→ Stored data
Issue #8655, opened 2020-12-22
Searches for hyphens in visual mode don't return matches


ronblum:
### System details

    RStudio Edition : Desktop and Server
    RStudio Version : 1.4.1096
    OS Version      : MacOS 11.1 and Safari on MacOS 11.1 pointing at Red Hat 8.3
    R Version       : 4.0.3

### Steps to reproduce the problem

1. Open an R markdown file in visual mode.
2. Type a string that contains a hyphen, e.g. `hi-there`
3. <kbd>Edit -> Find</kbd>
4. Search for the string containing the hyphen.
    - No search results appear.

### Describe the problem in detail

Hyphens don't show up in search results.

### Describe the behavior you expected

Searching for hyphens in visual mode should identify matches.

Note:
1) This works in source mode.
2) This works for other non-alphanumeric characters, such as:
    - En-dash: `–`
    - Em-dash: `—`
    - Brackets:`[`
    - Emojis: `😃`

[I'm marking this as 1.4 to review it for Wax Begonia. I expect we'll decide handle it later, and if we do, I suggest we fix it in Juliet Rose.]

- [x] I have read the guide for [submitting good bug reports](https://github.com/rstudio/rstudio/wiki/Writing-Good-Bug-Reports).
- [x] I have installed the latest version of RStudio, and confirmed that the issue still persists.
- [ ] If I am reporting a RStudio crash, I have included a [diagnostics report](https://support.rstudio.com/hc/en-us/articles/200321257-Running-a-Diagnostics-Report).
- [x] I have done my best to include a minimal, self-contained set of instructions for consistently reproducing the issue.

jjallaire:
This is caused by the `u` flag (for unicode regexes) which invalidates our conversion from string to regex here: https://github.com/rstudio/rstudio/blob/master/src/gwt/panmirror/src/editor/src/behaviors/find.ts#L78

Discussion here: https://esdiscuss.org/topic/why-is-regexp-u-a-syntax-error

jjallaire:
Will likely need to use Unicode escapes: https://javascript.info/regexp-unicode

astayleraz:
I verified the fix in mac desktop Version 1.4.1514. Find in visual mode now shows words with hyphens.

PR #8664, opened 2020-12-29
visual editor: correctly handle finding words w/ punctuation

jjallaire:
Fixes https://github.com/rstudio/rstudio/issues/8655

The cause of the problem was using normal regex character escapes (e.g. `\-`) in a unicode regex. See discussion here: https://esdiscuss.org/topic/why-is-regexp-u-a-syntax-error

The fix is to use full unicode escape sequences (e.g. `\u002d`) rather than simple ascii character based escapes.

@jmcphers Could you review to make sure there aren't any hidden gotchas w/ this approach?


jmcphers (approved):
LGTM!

→ Action item
All the entries above must be repeated exactly as they were given.

→ Solution
Issue #8655, opened 2020-12-22
Searches for hyphens in visual mode don't return matches


ronblum:
### System details

    RStudio Edition : Desktop and Server
    RStudio Version : 1.4.1096
    OS Version      : MacOS 11.1 and Safari on MacOS 11.1 pointing at Red Hat 8.3
    R Version       : 4.0.3

### Steps to reproduce the problem

1. Open an R markdown file in visual mode.
2. Type a string that contains a hyphen, e.g. `hi-there`
3. <kbd>Edit -> Find</kbd>
4. Search for the string containing the hyphen.
    - No search results appear.

### Describe the problem in detail

Hyphens don't show up in search results.

### Describe the behavior you expected

Searching for hyphens in visual mode should identify matches.

Note:
1) This works in source mode.
2) This works for other non-alphanumeric characters, such as:
    - En-dash: `–`
    - Em-dash: `—`
    - Brackets:`[`
    - Emojis: `😃`

[I'm marking this as 1.4 to review it for Wax Begonia. I expect we'll decide handle it later, and if we do, I suggest we fix it in Juliet Rose.]

- [x] I have read the guide for [submitting good bug reports](https://github.com/rstudio/rstudio/wiki/Writing-Good-Bug-Reports).
- [x] I have installed the latest version of RStudio, and confirmed that the issue still persists.
- [ ] If I am reporting a RStudio crash, I have included a [diagnostics report](https://support.rstudio.com/hc/en-us/articles/200321257-Running-a-Diagnostics-Report).
- [x] I have done my best to include a minimal, self-contained set of instructions for consistently reproducing the issue.

jjallaire:
This is caused by the `u` flag (for unicode regexes) which invalidates our conversion from string to regex here: https://github.com/rstudio/rstudio/blob/master/src/gwt/panmirror/src/editor/src/behaviors/find.ts#L78

Discussion here: https://esdiscuss.org/topic/why-is-regexp-u-a-syntax-error

jjallaire:
Will likely need to use Unicode escapes: https://javascript.info/regexp-unicode

astayleraz:
I verified the fix in mac desktop Version 1.4.1514. Find in visual mode now shows words with hyphens.

PR #8664, opened 2020-12-29
visual editor: correctly handle finding words w/ punctuation

jjallaire:
Fixes https://github.com/rstudio/rstudio/issues/8655

The cause of the problem was using normal regex character escapes (e.g. `\-`) in a unicode regex. See discussion here: https://esdiscuss.org/topic/why-is-regexp-u-a-syntax-error

The fix is to use full unicode escape sequences (e.g. `\u002d`) rather than simple ascii character based escapes.

@jmcphers Could you review to make sure there aren't any hidden gotchas w/ this approach?


jmcphers (approved):
LGTM!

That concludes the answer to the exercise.